── DATA
PR #1501, opened 2023-07-05
[core] Improve Avro read write performance

JingsongLi:
### Purpose

- Improve Avro read write performance by custom reader and writer
- Quick path for NONE stats mode


leaves12138:
+1

PR #3915, opened 2024-08-06
[doc] Add Auxiliary Statements for spark

Zouxxyy:
### Purpose

Add Spark Auxiliary Statements page for paimon, refer to https://spark.apache.org/docs/latest/sql-ref-syntax.html#auxiliary-statements


JingsongLi:
+1

PR #3918, opened 2024-08-08
[spark] Support push down StringContains

ulysses-you:
### Purpose

This pr makes Spark engine supports push down `StringContains`, e.g., `col like '%xx%'`, and create a new predicate function `Contains` in Paimon to represent it.

### Tests

add test

### API and Format

no


ulysses-you:

JingsongLi (approved):
+1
────
PROBLEM DESCRIPTION:
Where does "opened" appear in the records above? Copy each line that holds it.

RESPONSE BOX:
PR #1501, opened 2023-07-05
PR #3915, opened 2024-08-06
PR #3918, opened 2024-08-08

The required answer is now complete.